Вадим сел на стул, не сводя глаз с незнакомца. Тот же взял со стола карандаш и, не смотря на профессора, что-то написал в его в рукописи.
– Посмотрите.
Спогурис бросил взгляд в рукопись, все зачеркнул и выбросил бумагу.
– Профессор, в каком году начнется война?
– Какая война?
Незнакомец свел брови, посмотрел внимательно на профессора, затем из-за ремня брюк достал маузер.
– В каком году, профессор, начнется война?
– Стреляйте.
Незнакомец взвел курок.
– Я выстрелю. Не мягче вас.
– В 1938-м, – Спогурис ответил на выдохе, – согласно моим подсчетам.
– В каком году в Латвии произойдет переворот?
– За четыре года до этого, в 1934-м. Май, середина.
– В каком году Латвию оккупируют?
– 40-й.
– Два из трех, профессор. Я не стану задавать вам вопрос, которого вы так боитесь, – незнакомец убрал маузер назад, заткнул за пояс.
– Какой же?
– Когда вы умрете.
Профессор сидел и смотрел на незнакомца в светлом костюме и пытался сообразить, как ему теперь поступать. Он был уверен, что он один научился сплетать «арабески времени», как он их называл, в единую картину. Сейчас ему было очевидно, что это не так.
– Ваша мать умерла от тифа, профессор. Отец расстрелян.
– Я не знал этого.
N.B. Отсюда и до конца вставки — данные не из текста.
PR #130, opened 2021-09-14
Update VM Images + Drop prior-ubuntu references

cevich:
Prior-Ubuntu support is being dropped everywhere.

Ref: https://github.com/containers/podman/issues/11070
     https://github.com/containers/automation_images/pull/88

Signed-off-by: Chris Evich <cevich@redhat.com>

### DIFF
--- a/.cirrus.yml
+++ b/.cirrus.yml
@@ -17,20 +17,17 @@ env:
     FEDORA_NAME: "fedora-34"
     PRIOR_FEDORA_NAME: "fedora-33"
     UBUNTU_NAME: "ubuntu-2104"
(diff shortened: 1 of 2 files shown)


jwhonce:
@cevich I think https://github.com/containers/podman-py/blob/6532351a4c95ceae83d1387924e2a024dbdb7eb2/.cirrus.yml#L4 needs to be `main` not `master`.

cevich:
Oh, is that still there? I don't even think we use it...

cevich:
...fixed, was a rebase goof on my part.

PR #132, opened 2021-09-16
Revert pyproject.toml requires changes

### LINKED ISSUE #128: fedora package isn't picking up pyxdg and requests deps from upstream files
For whatever reason, rpm packaging isn't automatically picking up the `pyxdg` and `requests` dependencies from upstream. 

See:
1. https://kojipkgs.fedoraproject.org//work/tasks/7254/73967254/build.log
2. https://kojipkgs.fedoraproject.org//work/tasks/7700/73967700/build.log

If I specify deps explicitly in the rpm specs, it builds fine.

Not yet sure if this is an issue upstream or with fedora's python packaging.

jwhonce:
Fedora packaging stopped picking up dependencies

@lsm5 FYI

Fixes #128


lsm5:
@jwhonce wanna bump the version as well?

lsm5 (approved):
LGTM, scratch build worked  https://koji.fedoraproject.org/koji/taskinfo?taskID=75798567 .

lsm5:
@jwhonce could you also link #128 here? I don't have enough privs to set that.

.cirrus.yml
```diff
@@ -1,133 +1,186 @@
...
-    # Google-cloud VM Images
-    IMAGE_SUFFIX: "c6431352024203264"
-    FEDORA_CACHE_IMAGE_NAME: "fedora-${IMAGE_SUFFIX}"
-    PRIOR_FEDORA_CACHE_IMAGE_NAME: "prior-fedora-${IMAGE_SUFFIX}"
-    UBUNTU_CACHE_IMAGE_NAME: "ubuntu-${IMAGE_SUFFIX}"
-
-    # Container FQIN's
-    FEDORA_CONTAINER_FQIN: "quay.io/libpod/fedora_podman:${IMAGE_SUFFIX}"
-    PRIOR_FEDORA_CONTAINER_FQIN: "quay.io/libpod/prior-fedora_podman:${IMAGE_SUFFIX}"
-    UBUNTU_CONTAINER_FQIN: "quay.io/libpod/ubuntu_podman:${IMAGE_SUFFIX}"
```
cevich, line 30: I'm not opposed to an indentation change...other than it will make diffing this vs other repos hard.  Since `.cirrus.yml` shares a lot of the same names/conventions, this is a handy thing to maintain.

.cirrus.yml
```diff
@@ -1,133 +1,186 @@
...
+    - "$SCRIPT_BASE/enable_ssh.sh"
+    - go get github.com/vbatts/git-validation
+    - make
+    - make validate
 
-    # see bors.toml
-    skip: $CIRRUS_BRANCH =~ ".*\.tmp"
+gating_task:
+  name: "Gating test"
+  alias: gating
```
cevich, line 104: Let's just nuke this whole `gating_task`.  I don't think it's necessary.

.cirrus.yml
```diff
@@ -1,133 +1,186 @@
...
+  # see bors.toml
+  skip: $CIRRUS_BRANCH =~ ".*\.tmp"
 
-    # see bors.toml
-    skip: $CIRRUS_BRANCH =~ ".*\.tmp"
+  # Runs within Cirrus's "community cluster"
+  container:
+    image: "$FEDORA_CONTAINER_FQIN"
+    cpu: 4
+    memory: 12
```
cevich, line 156: Do you really want to run this in a container?  I think you're `enable_podman.sh` will fail due to lack of systemd conditions.

.cirrus.yml
```diff
@@ -1,133 +1,186 @@
...
+  name: "Total Success"
+  alias: success
+
+  # see bors.toml
+  skip: $CIRRUS_BRANCH =~ ".*\.tmp"
+
+  # N/B: ALL tasks must be listed here, minus their '_task' suffix.
+  depends_on:
+    - meta
+    - gating
```
cevich, line 182: don't forget to add `build`

contrib/cirrus/enable_ssh.sh
```diff
@@ -0,0 +1,8 @@
+#!/bin/bash
+
+set -xeo pipefail
+
+dnf install openssh-server openssh-clients -y
```
cevich, line 5: This shouldn't be necessary on the VMs, pretty sure they already have ssh installed (maybe not running though).

.cirrus.yml
jwhonce: @cevich My yaml editor got excited. I'll look into restoring indentation.

docs.old/requirements.txt
```diff
@@ -0,0 +1 @@
+mkdocs==1.1.2
```
cevich, line 1: Probably safe to just delete`docs.old`, you can rely on `git` to remember how it was, no need to keep it around unless it's actually used - but then the `old` name is kind of confusing.

.cirrus.yml
jwhonce: How were we running before? enable_podman.sh was extracted from latest_podman.sh so I could call it from two places.

make.bat
```diff
@@ -0,0 +1,35 @@
+@ECHO OFF
```
cevich, line 1: This made me cringe and then fart and then I moaned "autoexec" for some inexplicable reason.

.cirrus.yml
jwhonce: I was assuming the task dependency tree would take care of that for me. Will add it.

pyproject.toml
```diff
@@ -17,6 +17,10 @@ profile = "black"
 line_length = 100
 [build-system]
 requires = [
+    "requests>=2.24",
+    "toml>=0.10.2",
+    "urllib3>=1.24.2",
+    "pyxdg>=0.26",
```
cevich, line 23: (Just a random thought)

Is there a way I can ingest this file during the VM Image build workflow (in c/automation_images), to check if those requirements are met?

This might be worth doing, since otherwise we only find out about mismatches until after the image build is finished and any fix would require doing it again.

.cirrus.yml
cevich: ***Not*** specifying a `container` or `gce_instance` attribute will cause it to inherit the top-level value (which is a `gce_instance` a.k.a. a VM IIRC)

.cirrus.yml
cevich: It will, but that's hard for old human brains to process.  Also, there may be skips/only_if clauses in play, which makes it more hard for old brains.  Easier to just list everything here and rely on Cirrus doing the right thing.

cevich: [In case it helps, Ed made a visualization tool for this very reason.](https://github.com/containers/automation/tree/main/cirrus-task-map)

make.bat
jwhonce: I'm nuking this file as well. Sphinx cruft.

pyproject.toml
jwhonce: I will have to research.

.cirrus.yml
jwhonce: I left gating and nuked build_task since it did not work as I expected.

.cirrus.yml
jwhonce: I can play will with others. :-) All tasks listed.

contrib/cirrus/enable_ssh.sh
jwhonce: Leftover cruft from me flaying at containers vs. VMs.

lsm5 (approved):
LGTM

pyproject.toml
cevich: There's no reason the c/automation_images CI can't git-clone this repo, and do something really simple, like: use `jq` on the file, feed it to `pip` and `grep -q` for n instances of `not installing...` type messages.

.cirrus.yml
```diff
@@ -109,9 +111,29 @@ test_task:
...
+        - ${SCRIPT_BASE}/enable_ssh.sh
+        - ${SCRIPT_BASE}/enable_podman.sh
+        - ${SCRIPT_BASE}/test.sh
+
+latest_task:
+    name: "Test Podman main on $FEDORA_NAME"
+    alias: latest
+    allow_failures: true
+
+    # see bors.toml
```
cevich, line 123: not-critical: bors is dead :grin:

.cirrus.yml
```diff
@@ -109,9 +111,29 @@ test_task:
...
+    skip: $CIRRUS_BRANCH =~ ".*\.tmp"
```
cevich, line 124: In fact...I think it was bors that required this `skip`, could maybe nuke all of them as well.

А Маша?
– В Латинской Америке. Пока еще. С ней все хорошо. Если вы соберетесь ей написать, я смогу помочь. Она носит сейчас имя Марлен. Как и вы, она больше не Зеркалова. Профессор, вы бы не хотели слетать в Эрматр?
– Нет, ночь Эрматра – это непросчитываемая вероятность. Абсолютно не упрощаемое будущее событие.